Now, Scientists Think They Know Why Most Ankylosaurs Were Fossilized Belly Up.

Friday, February 23, 2018

Researchers have worked out why ankylosaur fossils are usually discovered upside-down. DEAN MOUHTAROPOULOS/GETTY IMAGES

Ankylosaurs are odd-looking, even by dinosaur standards: They’re squat and fat, with armored backs and, usually, tail clubs. But for many scientists, there’s another reason these creatures stand out—most are fossilized upside-down. The reason for this strange orientation was a mystery for decades, but thanks to an unusual collaboration between paleontologists and armadillo experts, we may finally have an answer—and it all comes down to bloated, floating dinosaur carcasses.
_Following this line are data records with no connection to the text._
Issue #75, opened 2024-03-26
Expand program to support multi dao (ID)


R-K-H:
Revisions which need to address:
- [ ] Coupling with META token
- [ ] PDA w/ Seed
- [ ] Base unit logics (decimals with tokens)
- [ ] Interface with expansive capacity for iterations (metadata or config settings)

What I'm thinking here is if we want to test things is there a way to securely make changes which afford flexibility without arduous process. I understand this could be in conflict with security so not going to press that issue too much.

Say we'd like to build a proposal with three day see the response, then one day see the response, eventually resolving to a fixed code structure, or creation of structure supporting the results of our testing and evaluation.

For additional context: The question is where should default values of potentially adjustable values live? If you wanted to enforce PreTrading proposal state, but some didn't, or if you wanted to afford 1-10 day proposal time, or if you wanted to adjust minimum order size, or if you wanted to use AMM exclusively compared to hybrid, or only one instruction type.

Those questions exist for me, and the practicality of which are unknown.

metaproph3t:
I've got some time today, going to try and bang this out

PR #80, opened 2024-03-28
Support multi-DAO

metaproph3t:
Allow multiple DAOs to leverage a single program. Addresses #75.


Henry-E:
Are base lot size and twap expected value the only two configurable options that will be allowed when a DAO is initialized? 

What about the quote lot size, it's dumb but you do see a lot of meme coins with very small prices.
To avoid confusion, should expected price be passed in using the absolute value in USDC and then modified to price lots based on the base and quote lot sizes. Can it be trusted DAO creator won't mess this up. Depends on the UI probably.

Also it's taking away the PDA-ness of the DAO account. How much more annoying will this makes for things on the front end.

programs/autocrat_v0/src/lib.rs
```diff
@@ -457,19 +473,13 @@ pub struct InitializeDAO<'info> {
...
     )]
     pub dao: Account<'info, DAO>,
     #[account(mut)]
     pub payer: Signer<'info>,
     pub system_program: Program<'info, System>,
-    #[account(mint::decimals = 9)]
-    pub meta_mint: Account<'info, Mint>,
+    pub token_mint: Account<'info, Mint>,
     #[account(mint::decimals = 6)]
     pub usdc_mint: Account<'info, Mint>,
```
Henry-E, line 484: The pubkey of the USDC mint is known on mainnet and a cfg check could possibly be used to ensure that USDC is used and not another 6 decimals token. Not a massive deal though

metaproph3t:
> Are base lot size and twap expected value the only two configurable options that will be allowed when a DAO is initialized?
> 
> What about the quote lot size, it's dumb but you do see a lot of meme coins with very small prices. To avoid confusion, should expected price be passed in using the absolute value in USDC and then modified to price lots based on the base and quote lot sizes. Can it be trusted DAO creator won't mess this up. Depends on the UI probably.
> 
> Also it's taking away the PDA-ness of the DAO account. How much more annoying will this makes for things on the front end.

Yeah, the UI needs to sort this out: we'd want it all to be configured in the base lot sizes

programs/autocrat_v0/src/lib.rs
metaproph3t: Yep, agreed. Let me create this as an issue.

Henry-E:
The program ID here is `FuTPR6ScKMPHtZFwacq9qrtf9VjscawNEFTb2wSYr1gY` is that going to be the v0.3 devnet and mainnet program ID for the version of autocrat that supports multi-DAO?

Since the 1930s, paleontologists have suspected something funny about ankylosaurs’ physiology or behavior led to their belly-up preservation. But although several theories have been put forward, none has been proved. So Jordan Mallon, a dinosaur paleontologist at the Canadian Museum of Nature in Ottawa, decided to test each of these theories and try to solve the mystery.
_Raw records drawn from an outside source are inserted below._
PR #82, opened 2024-03-28
Change default proposal count back to 0

metaproph3t:
Now that we have separate production and develop branches, we can do this.


metaproph3t:
We're going to start with 1 instead to appease the normies

PR #97, opened 2024-04-03
Prop 15

metaproph3t:
[Proposal 15](https://app.themetadao.org/proposal?id=15) passed, migrating MetaDAO's assets the the new programs on develop.


Henry-E:
Ah cool, so this is how the develop -> production merging works. One thing to note though, I'm not sure if `solana-verify verify-from-repo` supports verifying against branches, just specific commit hashes. Though maybe it supports branches passively if you can pass an extended length URL directing toward a particular branch, haven't tested it out. It probably works ok if we put everything in develop, put a moratorium on PRs while we deploy and verify, then merge into production.

Issue #72, opened 2024-03-25
Split up finalizing and instruction execution


Henry-E:
If a proposal is successful when it's finalized the instruction stored on the proposal is executed. Instead we should have an instruction that finalizes the proposal and updates the state of the proposal. Then a separate instruction in which successful proposal instructions can be executed. This would avoid some potential locking issues in the finalization instruction.

metaproph3t:
Completed via #98

PR #98, opened 2024-04-03
Separate proposal passing/failing and instruction execution

metaproph3t:
Designed to address #72


Henry-E (commented):
It's already merged but double checking anyway. Looks good.

PR #100, opened 2024-04-04
feat: adds common instructions, checks, verbose

R-K-H:
This improves the script for initializing proposals by:

- including common instructions
- improving feedback to the user
- adding more logging
- checks for balances
- sleep before trigger


R-K-H:
Addressed comments:

1. Renamed functions to better represent their function.
2. Reviewed comment about output of IX, think we should still include it for review. More is better to ensure we catch things.
3. 566 bytes is from https://spl.solana.com/memo#compute-limits
4. Nothing is logged from the initializeProposal in main.ts. So nothing to log there that's not already logged in that function.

First, Mallon’s team wanted to make sure that the common wisdom on ankylosaur orientation wasn’t just an old wives’ tale. After examining 36 ankylosaurs from the province of Alberta in Canada, along with photos and field notes of the excavations, they found that 26 were discovered upside-down—more than would be expected by chance.
The team then turned its attention to the four theories. One, that ankylosaurs simply fell down hills and ended up on their backs, was easy to discount: “If ankylosaurs were universally clumsy, then you wouldn’t expect them to stick around for 100 million years,” Mallon says. Likewise, the researchers found no support for the theory that predators flipped ankylosaurs over to access their delicious underbellies. Teeth marks were only present on one of the specimens they examined.
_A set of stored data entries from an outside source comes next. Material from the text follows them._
PR #101, opened 2024-04-04
Metadata program

Henry-E:
To mention some of the simple design decisions as well. Here's the flow of creating the metadata account and using it
- the DAO treasury automatically signs and creates this account with a CPI call when creating their DAO account in the autocrat program.
- They immediately delegate authority over the metadata account to another account which can sign transactions more easily and update the metadata, since otherwise it would require a DAO for every change to the metadata account. The DAO has authority to reassign the delegate account.
- We track the last updated slot for security reasons or something and to access historical versions easily. Just so people can tell if they got hacked and we can see past revisions by going back to the account data in a given slot. We only update once per slot for the same reason.

Those are the main things we think about and try to account for with this program

----

What's going to be stored in here in practice, basic stuff
- DAO name
- Description
- Socials / Links
All enforcement around keys, values and any schemas will be handled on the UI side.


programs/metadata/src/lib.rs
```diff
@@ -0,0 +1,195 @@
...
+        metadata.last_updated_slot = Clock::get()?.slot;
+        metadata.items = Vec::new();
+        Ok(())
+    }
+
+    pub fn increase_metadata_account_size(
+        _ctx: Context<IncreaseMetadataAccountSize>,
+    ) -> Result<()> {
+        Ok(())
+    }
```
metaproph3t, line 62: Maybe we can do realloc in `ModifyMetadata`, not sure

programs/metadata/src/lib.rs
```diff
@@ -0,0 +1,195 @@
...
+
+#[derive(Accounts)]
+pub struct ModifyMetadata<'info> {
+    #[account(mut, has_one = delegate)]
+    pub metadata: Account<'info, Metadata>,
+    pub delegate: Signer<'info>,
+}
+
+#[error_code]
+pub enum ErrorCode {
```
metaproph3t: I think that this sometimes comes up in tests, which is why the other programs use `AutocratError` and whatnot to differentiate

programs/metadata/src/lib.rs
```diff
@@ -0,0 +1,195 @@
...
+    #[msg("The provided metadata key already exists.")]
+    DuplicateKey,
+    #[msg("Operation cannot be performed on an item updated in the current slot.")]
+    InvalidOperationInCurrentSlot,
```
metaproph3t, line 223: why?

programs/metadata/src/lib.rs
```diff
@@ -0,0 +1,195 @@
...
+            metadata.last_updated_slot = current_slot;
+        } else {
+            msg!("Key: {}", key);
+            return Err(error!(ErrorCode::KeyNotFound));
+        }
+        Ok(())
+    }
+
+    // Instruction to append data to an existing MetadataItem
+    pub fn append_metadata_item(
```
metaproph3t, line 137: what if we took the buffer approach, so instead of writing you write into an offset? so no more append

metaproph3t (commented):
high-level looks great

I wonder if there's a way you can make it so that you don't have any calls into it from autocrat

programs/metadata/src/lib.rs
Henry-E: Will do

programs/metadata/src/lib.rs
Henry-E: This is something nallok and realms dao people mentioned. You don't want there to be multiple updates of a metadata object in the same slot because of security or something about spoofing changes? Plus if there's only one change per item per slot it makes going back and getting the history much cleaner.

programs/metadata/src/lib.rs
Henry-E: Is there a specific issue with append? Using vecs, no zero copy, is much easier than having the UI or the code here figure out where the next empty offset is. Plus we'd have start allocating specific array length to all of the metadata items which are all a bit different.

Henry-E:
- [x] Modify create metadata to load up the dao account and check that it exists before allowing creating a metadata account.

This is instead of adding any code to autocrat. Though we'll need to make sure the UI creates the DAO and the metadata account in the same transaction.

Henry-E:
- [x] Reverting autocrat changes didn't quite work, will need to do another sync with develop and try again later.

Henry-E:
I don't understand why the CI tests keep failing but local is fine. Might need more verbose errors in the tests.

Henry-E:
Devnet details
```
Metadata account exists.
Metadata Account Details:
Metadata Account Public Key: 2nmJLYTKLM9geSYBLAPiFw3UYw1S1SUa9nDTeb1iHNZr
DAO Public Key: 8tanoHEyJEQgaasEkv1DxN6umYNWDotbaEpuzstcEufb
Treasury Public Key: GFBqvgmjZcqSGdHVeHw48UACg6JUBSJMdX94Gf9bhfLG
Delegate Public Key: FutaAyNb3x9HUn1EQNueZJhfy6KCNtAwztvBctoK6JnX

Metadata Items:
1. "description": "An example DAO on Solana"
2. "name": "Example DAO"
3. "twitter": "@exampledao"
4. "discord": "<a fake discord link that triggers the bot somehow>"
```
```
Program Ids
const AUTOCRAT_PROGRAM_ID = new PublicKey(
  "FuTPR6ScKMPHtZFwacq9qrtf9VjscawNEFTb2wSYr1gY"
);
const METADATA_PROGRAM_ID = new PublicKey(
  "DATAwTH3mTx43ekTTYoNXL2Z8EAMTGwENkJab7tKXHok"
);
```
Should be IDLs on chain for both

Still todo
- [ ] figure out why CI tests are failing when local tests are fine
- [ ] Add `init metadata` account instructions to initDao script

The “armadillo roadkill model” proved trickier. Because armadillos found on the side of the road supposedly swell up with gases as they decompose, tipping them onto their backs, the same could be true of ankylosaurs. Mallon enlisted the help of armadillo experts Colleen McDonough and Jim Loughry at Valdosta State University in Georgia who spent 3 months surveying armadillo carcasses by the side of the road. The husband-and-wife team would set off at sunrise, McDonough says, before roadkill had become “pancaked” or had been pecked to pieces by vultures. With help from family and friends who sent tip-offs about the location of fresh carcasses (“we call them our network,” McDonough says), the duo recorded the orientation of 174 armadillos—and found no indication that they regularly ended up on their backs.

On the roads, dead armadillos could be moved into their final resting places by scavengers or vehicles, so the scientists also decided to bring some fresh carcasses home, leaving them in their garden to see what would happen as they decomposed. In the paper, the pair thanks their understanding neighbors. “There was a prevalent stench coming from the corner of our yard where we meet three other yards—and no one said a word,” McDonough says. But none of the armadillos placed on their stomachs rolled over, again suggesting that this model didn’t hold up to scrutiny.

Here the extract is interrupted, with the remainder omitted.